**Work task:**
Lines with the word "instantiation" are the ones wanted. Copy each of them from the entries below.

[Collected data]
━━━━━━━━━━━━━━━━━━━━━━━━━━━━━━
PR #69, opened 2021-02-07
fix: check if func binaries exist before starting

### LINKED ISSUE #38: Check if Azure Functions Core Tools is available before starting the api
When the swa cli tries to star the api project using the `func` cli (Azure Functions Core Tools). If `func` is not available, this would trigger an error, an the api won't be emulated.

Check if the `func` cli is already installed. If not, show a warning message or abort the whole process.

**Additional context**
This should work across all supported platforms.

cc @anthonychu

manekinekko:
Closes #38

### DIFF
--- a/src/utils.ts
+++ b/src/utils.ts
@@ -121,12 +121,12 @@ function validateUserConfig(userConfig: Partial<GithubActionSWAConfig>) {
 }
 
 export const readConfigFile = ({ userConfig }: { userConfig?: Partial<GithubActionSWAConfig> } = {}): Partial<GithubActionSWAConfig> | undefined => {
-  const warningMessage = `INFO: Azure Static Web Apps configuration not found under ".github/workflows/"`;
+  const infoMessage = `INFO: GitHub Actions configuration was not found under ".github/workflows/"`;
   const githubActionFolder = path.resolve(process.cwd(), ".github/workflows/");
 
   // does the config folder exist?
   if (fs.existsSync(githubActionFolder) === false) {
-    console.warn(warningMessage);
+    console.info(infoMessage);
     return userConfig && validateUserConfig(userConfig);
   }
 
@@ -139,7 +139,7 @@ export const readConfigFile = ({ userConfig }: { userConfig?: Partial<GithubActi
 
   // does the config file exist?
   if (!githubActionFile || fs.existsSync(githubActionFile)) {
-    console.warn(warningMessage);
+    console.info(infoMessage);
     return userConfig && validateUserConfig(userConfig);
   }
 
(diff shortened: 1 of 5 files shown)


manekinekko:
@aaronpowell would you be able to validate this PR on a Windows machine? 🙏

aaronpowell:
WSL count 😝

I'll do it today

Get Outlook for Android<https://aka.ms/ghei36>

________________________________

src/utils.ts
```diff
@@ -380,18 +380,31 @@ export function computeAppLocationFromArtifactLocation(appArtifactLocation: stri
...
   if (binDirErr) {
-    console.error({ binDirErr });
+    console.error(`ERRR: `, binDirErr);
+    process.exit(-1);
+  }
+  return binDirOutput.stdout.toString().trim();
+}
+
+export function getBinaryPath(binary: string) {
+  const binDirOut = exec(isWindows() ? "npm.cmd" : "npm", ["bin"]);
```
aaronpowell, line 394: You don't need to search for `npm.cmd` on Windows, assuming that `npm` is correctly in the path it will take care of it for you

aaronpowell (changes requested):
Trying to traverse the file system across different OS/shell combinations is going to be fraught with issues (for example, the current Windows detection won't work in PowerShell).

Is there a reason why you wouldn't just use `npx` to execute the commands? That's already got the file system traversal configured so you don't need to do it yourself, and it'll fall back to installing the missing tools as well.

manekinekko:
Thank you @aaronpowell.

For `npx`, I've tried different combinations of options, but each time, `npx` was causing some issues:
- it tried to always download `concurrently` and `http-server` (adding 10+ seconds of starting time when running `swa start ...`).
- curiously, when using flags with `npx --quite`, was causing [these lines](https://github.com/Azure/static-web-apps-cli/blob/main/src/cli/commands/start.ts#L115-L118) to break!

aaronpowell:
weird, with #24 I didn't experience any of those problems. Did you try `--no-install` on `npx` to see what will happen?

manekinekko:
Yes, it still had to install the deps!  Would you mind giving it another try and report your results?

`npx --quite --no-install http-server`

aaronpowell:
_sigh_

Looks like on Windows we have a bigger problem, `npx` has a bug in handling command line arguments - https://github.com/npm/npx/issues/43

I think a better bet would be to programmatically use concurrently, rather than running it from `spawn`.

aaronpowell:
I've opened #71 which shows using `concurrently` programmatically and it can start `http-server` on Windows successfully. There's still some work to be done to get the api working, but I'll wait for a review of #71.

manekinekko:
Closing in favor of #71

PR #70, opened 2021-02-08
Enabling package generation

aaronpowell:
Making it so we now generate packages on builds to make it easier to test

### DIFF
--- a/.github/workflows/node.js.yml
+++ b/.github/workflows/node.js.yml
@@ -50,7 +50,6 @@ jobs:
       name: "Publish to GitHub Packages"
       needs: [package]
       runs-on: ubuntu-18.04
-      if: github.repository_owner == 'manekinekko' # && github.token != ''
       steps:
       - name: Upload
         uses: actions/download-artifact@v2
@@ -60,8 +59,8 @@ jobs:
         with:
           node-version: ${{ env.NODE_VERSION }}
           registry-url: https://npm.pkg.github.com/
-          scope: "@manekinekko"
-      - run: echo "registry=https://npm.pkg.github.com/@manekinekko" >> .npmrc
+          scope: "@azure"
+      - run: echo "registry=https://npm.pkg.github.com/@azure" >> .npmrc
       - run: npm publish $(ls *.tgz)
         env:
           NODE_AUTH_TOKEN: ${{secrets.GITHUB_TOKEN}}


.github/workflows/node.js.yml
```diff
@@ -60,8 +59,8 @@ jobs:
...
           registry-url: https://npm.pkg.github.com/
-          scope: "@manekinekko"
-      - run: echo "registry=https://npm.pkg.github.com/@manekinekko" >> .npmrc
+          scope: "@azure"
+      - run: echo "registry=https://npm.pkg.github.com/@azure" >> .npmrc
       - run: npm publish $(ls *.tgz)
         env:
-          NODE_AUTH_TOKEN: ${{secrets.GITHUB_TOKEN}}
\ No newline at end of file
+          NODE_AUTH_TOKEN: ${{secrets.GITHUB_TOKEN}}
```
manekinekko, line 66: We probably need to regenerate a new token. I'll check if I have permissions.

aaronpowell: Not needed, that token is provided by GitHub Actions automagically

manekinekko: 😃

manekinekko (approved):

manekinekko:
That's what I was thinking, it seems we can't publish the package that easily !
image

aaronpowell:
I think the reason that the job failed is because _I_ don't have contribute access to the project so it's come from an external source, so the `GITHUB_TOKEN` isn't set to one that has the right scopes for the Azure org.

manekinekko:
Pinging @anthonychu as I think he is working on a similar feature.

anthonychu:
I’m working on publishing to npm. If this is publishing ci packages to GitHub registry I think that’s different.

aaronpowell:
@anthonychu this is publishing to GitHub Packages, ala https://www.aaron-powell.com/posts/2020-11-06-deploy-to-github-packages-with-github-actions/

TL;DR - on each push it'll publish a pre-release version to GitHub Packages. But I'm not sure what impact that'd have with ESRP

manekinekko:
@anthonychu do we want to publish to Github Packages as well? I am ok with either.

manekinekko:
@aaronpowell @anthonychu what's the status of this PR?

aaronpowell:
I'll defer to @anthonychu, but my gut feeling is that the signing process may pose a problem, as we'd have to get the package signed before it could go to GitHub Packages (and maybe even as an artifact of the build) since someone could download and use it.

manekinekko:
I am closing this PR of now. We will open it if needed.

PR #422, opened 2021-08-06
Allow classes without base class to be loaded as app

FrankBakkerNl:
## Breaking change

TODO: Check what exactly is broken, maybe some of it can be undone and list the rest here

## Proposed change

Enabled any class to be used as a NetDaemon app by using the [NetDaemonApp] attribute and not requiring a specific baseclass or interface.

## Type of change

- [ ] Dependency upgrade

## Additional information

## Checklist

### DIFF
--- a/src/App/NetDaemon.App/Common/ApplicationContext.cs
+++ b/src/App/NetDaemon.App/Common/ApplicationContext.cs
@@ -1,0 +1,102 @@
+﻿using System;
+using System.Collections.Generic;
+using System.ComponentModel;
+using System.Reflection;
+using System.Threading.Tasks;
+using Microsoft.Extensions.Logging;
+using Microsoft.Extensions.Logging.Abstractions;
+
+namespace NetDaemon.Common
+{
+    internal class ApplicationMetaData : IApplicationMetadata
+    {
+        public string? Id { get; set; }
+        public string? Description { get; set; } = null;
+        public bool IsEnabled { get; set; } = true;
+        public AppRuntimeInfo RuntimeInfo { get; } = new AppRuntimeInfo();
+    }
+
+    public class ApplicationContext
+    {
+        private readonly ILogger _logger;
+        private IApplicationMetadata _applicationMetadata;
+
+        public ApplicationContext(object applicationInstance, ILogger logger)
+        {
+            // For old style applications the metadata properties are stored in the app itself
+            // we need to keep that for backwards compatibility, for new apps we will use a separate class for the
+            // metadata properties
+            _applicationMetadata = applicationInstance is IApplicationMetadata appAsMetaData
+                ? appAsMetaData
+                : new ApplicationMetaData();
+          
+            ApplicationInstance = applicationInstance;
+            _logger = logger;
+        }
+        public ApplicationContext(IAsyncInitializable netDaemonApp) : this(netDaemonApp, NullLogger.Instance)
+        { }
+        public object ApplicationInstance { get; }
+        
+        /// <summary>
+        ///     Unique id of the application
+        /// </summary>
+        public string? Id
+        {
+            get => _applicationMetadata.Id;
+            init => _applicationMetadata.Id = value;
+        }
+
+        /// <summary>
+        ///     The dependencies that needs to be initialized before this app
+        /// </summary>
+        public IEnumerable<string> Dependencies { get; set; } = Array.Empty<string>();
+
+        public string? Description => _applicationMetadata.Description
+                                      ?? ApplicationInstance.GetType().GetCustomAttribute<DescriptionAttribute>()?.Description 
+                                      ?? "";
+
+        /// <summary>
+        ///     Gets or sets a flag indicating whether this app is enabled.
+        ///     This property can be controlled from Home Assistant.
+        /// </summary>
+        /// <remarks>
+        ///     A disabled app will not be initialized during the discovery.
+        /// </remarks>
+        public bool IsEnabled
+        {
+            get => _applicationMetadata.IsEnabled;
+            set => _applicationMetadata.IsEnabled = value;
+        }
+
+        /// <summary>
+        ///     Returns different runtime information about an app
+        /// </summary>
+        public AppRuntimeInfo RuntimeInfo => _applicationMetadata.RuntimeInfo;
+
+        /// <summary>
+        ///     Unique id of the application entity
+        /// </summary>
+        public string EntityId => _applicationMetadata.EntityId;
+
+
+        public async Task UnloadAsync()
+        {
+            try
+            {
+                if (ApplicationInstance is IAsyncDisposable asyncDisposable)
+                {
+                    await asyncDisposable.DisposeAsync().ConfigureAwait(false);
+                }
+
+                if (ApplicationInstance is IDisposable disposable)
+                {
+                    disposable.Dispose();
+                }
+            }
+            catch (Exception e)
+            {
+                _logger.LogError(e, "Failed to unload apps, {app_id}", Id);
+            }
+        }
+    }
+}
--- a/src/App/NetDaemon.App/Common/ApplicationContext.cs
+++ b/src/App/NetDaemon.App/Common/ApplicationContext.cs
@@ -2,22 +2,12 @@
 using System.Collections.Generic;
 using System.ComponentModel;
 using System.Reflection;
-using System.Threading;
 using System.Threading.Tasks;
 using Microsoft.Extensions.Logging;
-using Microsoft.Extensions.Logging.Abstractions;
 using NetDaemon.Daemon.Services;
 
 namespace NetDaemon.Common
 {
-    internal class ApplicationMetaData : IApplicationMetadata
-    {
-        public string? Id { get; set; }
-        public string? Description { get; set; } = null;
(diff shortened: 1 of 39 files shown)


src/App/NetDaemon.App/Common/ApplicationContext.cs
```diff
@@ -0,0 +1,110 @@
...
+{
+    internal class ApplicationMetaData : IApplicationMetadata
+    {
+        public string? Id { get; set; }
+        public string? Description { get; set; } = null;
+        public bool IsEnabled { get; set; } = true;
+        public AppRuntimeInfo RuntimeInfo { get; } = new AppRuntimeInfo();
+    }
+
+    public class ApplicationContext
```
FrankBakkerNl, line 21: This class now wraps the actual app instance. In many places where I used INetDaemonApp befor I now use this (INetDaemonApp is actually removed)

src/App/NetDaemon.App/Common/ApplicationContext.cs
```diff
@@ -0,0 +1,110 @@
...
+    {
+        private readonly ILogger _logger;
+        private IApplicationMetadata _applicationMetadata;
+        private INetDaemonPersistantApp _persistantApp;
```
FrankBakkerNl, line 25: Not used yet, but to try how to make features from the original AppBase class reuable to classes that do not derive from AppBase

src/App/NetDaemon.App/Common/ApplicationPersistenceService.cs
```diff
@@ -0,0 +1,112 @@
...
+using System.Threading;
+using System.Threading.Channels;
+using System.Threading.Tasks;
+using Microsoft.Extensions.Logging;
+using NetDaemon.Common;
+using NetDaemon.Common.Exceptions;
+
+namespace NetDaemon.Daemon.Services
+{
+    internal class ApplicationPersistenceService : INetDaemonPersistantApp
```
FrankBakkerNl, line 14: This is basically the RestoreAppStateAsync and SaveAppState extarcted from the AppBase

src/App/NetDaemon.App/Common/INetDaemon.cs
```diff
@@ -48,7 +48,7 @@ public interface INetDaemon : INetDaemonCommon
         ///     Get application instance by application instance id
         /// </summary>
         /// <param name="appInstanceId">The identity of the app instance</param>
-        INetDaemonApp? GetApp(string appInstanceId);
+        INetDaemonAppBase? GetApp(string appInstanceId);
```
FrankBakkerNl, line 51: Reverted back to what it was

src/App/NetDaemon.App/Common/ApplicationContext.cs
```diff
@@ -0,0 +1,110 @@
...
+using System.Reflection;
+using System.Threading;
+using System.Threading.Tasks;
+using Microsoft.Extensions.Logging;
+using Microsoft.Extensions.Logging.Abstractions;
+using NetDaemon.Daemon.Services;
+
+namespace NetDaemon.Common
+{
+    internal class ApplicationMetaData : IApplicationMetadata
```
Zorgino, line 13: change MetaData to Metadata, please

src/App/NetDaemon.App/Common/INetDaemonInitialableApp.cs
```diff
@@ -0,0 +1,48 @@
+﻿using System.Threading.Tasks;
+
+namespace NetDaemon.Common
+{
+    /// <summary>
+    ///     Apps that can be initialized
+    /// </summary>
+    public interface INetDaemonInitialableApp
```
Zorgino, line 8: please, change Initialable to Initializable

Zorgino: and, maybe, compose this interface from IInitializable, IAsyncInitializible and INetDaemonPersistantApp?

tests/NetDaemon.Daemon.Tests/DaemonRunner/Config/ConfigTest.cs
```diff
@@ -279,8 +281,8 @@ public void YamlAdvancedObjectsShouldReturnCorrectData()
             yamlStream.Load(new StringReader(yaml));
             var root = (YamlMappingNode) yamlStream.Documents[0].RootNode;
 
-            var instance =
-                (AppComplexConfig?) yamlConfig.InstanceAndSetPropertyConfig(typeof(AppComplexConfig), root, "id");
+            var instance = new AppComplexConfig(); 
+            yamlConfig.SetPropertyConfig(root, "id", null!, instance);
```
Zorgino, line 285: null! - how that even works, lol

Zorgino:
outstanding pr, will definitely check it out after merge. well done!

src/App/NetDaemon.App/Common/ApplicationContext.cs
FrankBakkerNl: Fixed + moved to other file

src/App/NetDaemon.App/Common/INetDaemonInitialableApp.cs
FrankBakkerNl: This typo was actually already in the current dev branch. I tried to undo some of the breaking changes I did in the previous PR (unfortunately fixin the spelling is a breaking change). I doubt is anyone actually uses this interface. There are a lot of public  types and methods that I think are probably not used by anyone. For now I will try to keep it compatible as much as possible and maby we can later mark them [Obsolete}

src/App/NetDaemon.App/Common/ApplicationContext.cs
```diff
@@ -0,0 +1,100 @@
...
+
+namespace NetDaemon.Common
+{
+    public class ApplicationContext
+    {
+        private readonly ILogger _logger;
+        private IApplicationMetadata _applicationMetadata;
+        private INetDaemonPersistantApp _persistantApp;
+
+        public ApplicationContext(object applicationInstance, INetDaemon netDaemon, ILogger logger)
```
BeeHiveJava, line 17: I'm just really questioning this pattern. Why do we need the application instance? And if we really need it, why don't we make an interface `IApplicationInstance` (or something) that exposes a `IApplicationMetadata` and `INetDaemonPersistantApp`? I think that's a lot cleaner than passing an object + it explains intent.

src/App/NetDaemon.App/Common/ApplicationPersistenceService.cs
helto4real: Nice!

src/App/NetDaemon.App/Common/ApplicationContext.cs
helto4real: Seems like a good path forward

src/App/NetDaemon.App/Common/INetDaemonInitialableApp.cs
helto4real: I think it is fine to rename it

tests/NetDaemon.Daemon.Tests/DaemonRunner/Config/ConfigTest.cs
helto4real: I did not ether hehe

src/App/NetDaemon.App/Common/ApplicationContext.cs
helto4real: Yea interface would be better and also makes tests easier to write (unless I am missing something here)

helto4real:
I like where this is headed overall. Good job. Please rename the PR to something a bit more description since the heading and also the PR description is auto generated release notes later on.

src/App/NetDaemon.App/Common/ApplicationContext.cs
FrankBakkerNl: What I more or less tried to do is replace inheritance with containment. The application context is now responsible for handling the application.  So it needs the instance of the app to do that,.

The challenging part was to keep the old model working as well where the app itself has the public methods that are now moved to the ApplicationContext.

Another option might be to have the ApplicationContext create the instance of the app but I think that might be harder to do in a backwards compatible way. But maybe I wil try to do that in a next PR because it might make other things easier. It will at least avoid passing an object in. The other two ctor arguments here I think will also be replaced by tan IServiceProvider eventually

The reason for this is to allow apps to be as simple as possible which allows different kind of models to be used. An app does not even need to know anything about NetDaemon or HomeAssistant if it does not want to, but you would be able to start and stop it from HA.

First I did this with the INetDaemonApp interface which had some properties and InitAsync method. But now those are not really mandadory anymore (eg, you can implement IInitializable  or IAsyncInitializable dependng n your needs) It feels kind of weird to have a 'marker' interface without any members on it.

helto4real: Ahh right. Yea was thinking that too an emtpy interface but in that case an object seem more reasonable.

helto4real: @BeeHiveJava what you think?

helto4real (approved):

PR #428, opened 2021-08-14
move app instantiation from YamlAppConfig.cs to a new class

Zorgino:
## Type of change

- [ ] Dependency upgrade

## Additional information

## Checklist

### DIFF
--- a/src/Daemon/NetDaemon.Daemon/Daemon/AppInstantiator.cs
+++ b/src/Daemon/NetDaemon.Daemon/Daemon/AppInstantiator.cs
@@ -1,0 +1,34 @@
+﻿using System;
+using Microsoft.Extensions.DependencyInjection;
+using Microsoft.Extensions.Logging;
+using NetDaemon.Common;
+
+namespace NetDaemon.Daemon
+{
+    public class AppInstantiator : IAppInstantiator
+    {
+        private readonly IServiceProvider _serviceProvider;
+        private readonly INetDaemon _netDaemon;
+        private readonly ILogger _logger;
+
+        public AppInstantiator(IServiceProvider serviceProvider)
+        {
+            _serviceProvider = serviceProvider;
+            
+            _netDaemon = _serviceProvider.GetRequiredService<INetDaemon>();
+            _logger = _serviceProvider.GetRequiredService<ILogger>();
+        }
+        
+        public ApplicationContext Instantiate(Type netDaemonAppType, string appId)
+        {
+            var appInstance = ActivatorUtilities.CreateInstance(_serviceProvider, netDaemonAppType);
+
+            var appContext = new ApplicationContext(appInstance, _netDaemon, _logger)
+            {
+                Id = appId
+            };
+            
+            return appContext;
+        }
+    }
+}
--- a/src/Daemon/NetDaemon.Daemon/Daemon/AppInstantiator.cs
+++ b/src/Daemon/NetDaemon.Daemon/Daemon/AppInstantiator.cs
@@ -5,7 +5,7 @@ using NetDaemon.Common;
 
 namespace NetDaemon.Daemon
 {
-    public class AppInstantiator : IAppInstantiator
+    internal class AppInstantiator : IAppInstantiator
     {
         private readonly IServiceProvider _serviceProvider;
         private readonly INetDaemon _netDaemon;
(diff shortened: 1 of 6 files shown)


src/Daemon/NetDaemon.Daemon/Daemon/AppInstantiator.cs
```diff
@@ -0,0 +1,34 @@
+﻿using System;
+using Microsoft.Extensions.DependencyInjection;
+using Microsoft.Extensions.Logging;
+using NetDaemon.Common;
+
+namespace NetDaemon.Daemon
+{
+    public class AppInstantiator : IAppInstantiator
```
FrankBakkerNl, line 8: Can this be internal to limit the public API surface?

src/Daemon/NetDaemon.Daemon/Daemon/Config/YamlAppConfig.cs
```diff
@@ -73,24 +71,18 @@ public IEnumerable<ApplicationContext> GetInstances()
...
 
-            var appInstance = ActivatorUtilities.CreateInstance(_serviceProvider, netDaemonAppType);
-            
-            var appContext = new ApplicationContext(appInstance, 
-                _serviceProvider.GetRequiredService<INetDaemon>(),
-                _serviceProvider.GetRequiredService<ILogger>())
-            {
-                Id = appId
-            };
+            var appContext = _appInstantiator.Instantiate(netDaemonAppType, appId);
```
FrankBakkerNl, line 82: Maybe we should not do this from the yamlAppConfig eigther, but move it out. Not sure if that is easy bcause here you know which classes to instantiate

src/Daemon/NetDaemon.Daemon/Daemon/IAppInstantiator.cs
```diff
@@ -0,0 +1,10 @@
+﻿using System;
+using NetDaemon.Common;
+
+namespace NetDaemon.Daemon
+{
+    public interface IAppInstantiator
+    {
```
FrankBakkerNl, line 7: Does this need an interface?

src/Daemon/NetDaemon.Daemon/Daemon/Config/YamlAppConfig.cs
Zorgino: yes, we should definitely move it out from there. but goal is to make PRs as atomic as possible

src/Daemon/NetDaemon.Daemon/Daemon/IAppInstantiator.cs
Zorgino: "program to interfaces, not implementations"

FrankBakkerNl: Personally I think that is like a religious quote that is used way to often.  .Net classes do a very nice job of hiding implementation details behind public members without needing to duplicate them in a separate interface.

helto4real: I think it is fine. You think the PR could be merged @FrankBakkerNl ?

Zorgino: > Personally I think that is like a religious quote that is used way to often. .Net classes do a very nice job of hiding implementation details behind public members without needing to duplicate them in a separate interface.

in general, agreed. but without an interface testing is hard

FrankBakkerNl: Don't see why this cannot be tested without an interface. Interfaces help swapping in different implementations like mocks, but it is not likely you will mock this class. When the need arrives creating an interface then will be easy

But this is not something ill make a big fuzz about, maybe just make the interface internal as well

Zorgino: for now it's too basic for unit testing, it's true. but it is likely to acquire some extra logic. and it will be too late to create an interface without facing extra risks.

if it is a part of public contract of another class, in this case constructor of YamlConfig (DI eliminates such contracts as a class and I would readily use it instead of direct instantiation, but nevertheless), then any change to a contract violates open closed principle and leads to a snowball refactoring.

Zorgino: > Don't see why this cannot be tested without an interface. Interfaces help swapping in different implementations like mocks, but it is not likely you will mock this class. When the need arrives creating an interface then will be easy
> 
> But this is not something ill make a big fuzz about, maybe just make the interface internal as well

it won't compile as it is an arg of a public constructor in a public class YamlConfig.
but I generally like the idea to hide all stuff that should be internal

PR #434, opened 2021-08-19
M3 on remodel

FrankBakkerNl:
## Proposed change

Rebased and adjusted Model3 API to the remodel branch

## Type of change

- [ ] Dependency upgrade

## Additional information

## Checklist


Model3/ModelV3/Internal/HaContextProvider.cs
```diff
@@ -0,0 +1,58 @@
...
+namespace NetDaemon.Common.ModelV3
+{
+    internal class HaContextProvider : IHaContext
+    {
+        private readonly NetDaemonHost _netDaemonHost;
+        private readonly ObservableBase<StateChange> _observable;
+        
+        // TODO: Initialize the stateCache here, would need some sort of init event, and access to the IHassClient 
+        private readonly EntityStateCache _entityStateCache = new ();
+        public HaContextProvider(NetDaemonHost netDaemonHost)
```
eugeneniemand, line 21: Should this not be INetDaemonHost? Just thinking about DI and Testing

Model3/ModelV3/Internal/HaContextProvider.cs
```diff
@@ -0,0 +1,58 @@
...
+            {
+                observer.OnNext(stateChangedEventData.Map(this));
+            }
+        }
+
+        public EntityState? GetState(string entityId)
+        {
+            var hassState = _entityStateCache.GetState(entityId);
+            
+            return HassObjectMapperMapper.Map(hassState);
```
eugeneniemand, line 46: MapperMapper.Map 🤣 read that 10 times quickly

Model3/DependencySetup.cs
```diff
@@ -0,0 +1,24 @@
...
+    {
+        public static IHostBuilder UseNetDaemonV3(this IHostBuilder hostBuilder)
+        {
+            if (hostBuilder == null) throw new ArgumentNullException(nameof(hostBuilder));
+
+            return hostBuilder
+                .ConfigureServices((_, services) =>
+                {
+                    // TODO: make this scoped and just the StateManager as a singleton
+                    services.TryAddSingleton<IHaContext>(provider => new HaContextProvider(provider.GetRequiredService<NetDaemonHost>()));
```
BeeHiveJava, line 20: Alternatively you can add HaContextProvider as Transient and then get that from the dependency container here. That way you don't have to inject dependencies into HaContextProvider yourself.

Model3/ModelV3/Domains/ZoneEntity.cs
```diff
@@ -0,0 +1,27 @@
...
+        public ZoneState(EntityState source) : base(source) { }
+    }
+    
+    public record ZoneAttributes
+    {
+        public bool hidden { get; init; }
+        public double latitude { get; init; }
+        public double longitude { get; init; }
+        public double radius { get; init; }
+        public string? friendly_name { get; init; }
```
BeeHiveJava, line 24: Should these be CamelCase with a json attribute instead?

src/Daemon/NetDaemon.Daemon/Daemon/NetDaemonHost.cs
```diff
@@ -123,6 +122,9 @@ internal void AddRunningApp(INetDaemonAppBase app)
             InternalRunningAppInstances[applicationContext.Id!] = applicationContext;
             InternalAllAppInstances[applicationContext.Id!] = applicationContext;
         }
+
+        // TODO: maybe find a nicer way to get events from here to the model3 API
```
BeeHiveJava, line 126: MediatR?

Model3/ModelV3/Internal/HaContextProvider.cs
FrankBakkerNl: Yes that would be better, the problem was that it is not registered as the intetface but we could  change that ofcourse

Model3/ModelV3/Internal/HassObjectMapperMapper.cs
```diff
@@ -0,0 +1,38 @@
...
+        {
+            if (hassState == null) return null;
+            
+            return new EntityState()
+            {                
+                EntityId = hassState.EntityId,
+                State = hassState.State,
+                AttributesJson = hassState.AttributesJson ?? new JsonElement(),
+                LastChanged = hassState.LastChanged,
+                LastUpdated = hassState.LastUpdated,
```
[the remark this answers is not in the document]
FrankBakkerNl: These types map 1:1 to the HA structure (or at least they should) so I would like to keep them as clean as possible. If we need extra metadata about the status in the cache we could add them on a separate class maybe, but I am not sure what data exacly you mean.

Model3/ModelV3/EntityStateCache.cs
```diff
@@ -0,0 +1,28 @@
...
+                _latestStates[state.EntityId] = state;
+            }
+        }
+
+        
+        private ConcurrentDictionary<string, HassState> _latestStates = new ();
+
+        public void Store(HassState newState) => _latestStates[newState.EntityId] = newState;
+
+        public HassState? GetState(string entityId) => _latestStates.TryGetValue(entityId, out var state) ? state : null;
```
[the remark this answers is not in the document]
FrankBakkerNl: I think all entities that exist should have a state., at least I do not know how it coulds have no state unless there is a bug or other error situation.

 If that indeed is true null would mean the entity does not exist.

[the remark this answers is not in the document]
FrankBakkerNl: I was also thinking maybe we should lazy load the cache only when a state is requested or changed instead of prefetching all states

Model3/ModelV3/Internal/HassObjectMapperMapper.cs
```diff
@@ -0,0 +1,38 @@
...
+        {
+            return new StateChange(
+                new Entity(haContext, source.EntityId),
+                Map(source.OldState),
+                Map(source.NewState));
+        }
+
+        public static EntityState? Map(HassState? hassState)
+        {
+            if (hassState == null) return null;
```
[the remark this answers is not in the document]
FrankBakkerNl: The state change New and Old properties are nullable in hassClient. For Old this makes sense buy for New a am not sure if it can actually be null, it would be strange if it is. In any case for the Old we need to map null -> null

Model3/DependencySetup.cs
FrankBakkerNl: Ah yes this is a bit messy indeed that indeed sounds better.

Still need to figure out what exactly should be scoped per app and what shouls be shared. Maybe need to introduce some more classes to seoarate things

Model3/ModelV3/Domains/ZoneEntity.cs
FrankBakkerNl: Added a todo for now

Model3/ModelV3/EntityState.cs
```diff
@@ -0,0 +1,37 @@
...
+using JoySoftware.HomeAssistant.Model;
+using Model3;
+
+namespace NetDaemon.Common.ModelV3
+{
+    public record EntityState
+    {
+        public string EntityId { get; init; } = "";
+
+        public string? State { get; init; }
```
helto4real, line 13: I wonder if we should have some convenience methods for translate to double and integer?

Model3/ModelV3/EntityStateCache.cs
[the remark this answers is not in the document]
helto4real: Yea that is a bug for sure. It should never make an exception it should return null imo.

Model3/ModelV3/EntityState.cs
FrankBakkerNl: Yes that is an open queation indeed. There are a few ootions but I cannot decide which is best. Lets discuss it and do it in a new PR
━━━━━━━━━━━━━━━━━━━━━━━━━━━━━━
**Solution:**
move app instantiation from YamlAppConfig.cs to a new class
if it is a part of public contract of another class, in this case constructor of YamlConfig (DI eliminates such contracts as a class and I would readily use it instead of direct instantiation, but nevertheless), then any change to a contract violates open closed principle and leads to a snowball refactoring.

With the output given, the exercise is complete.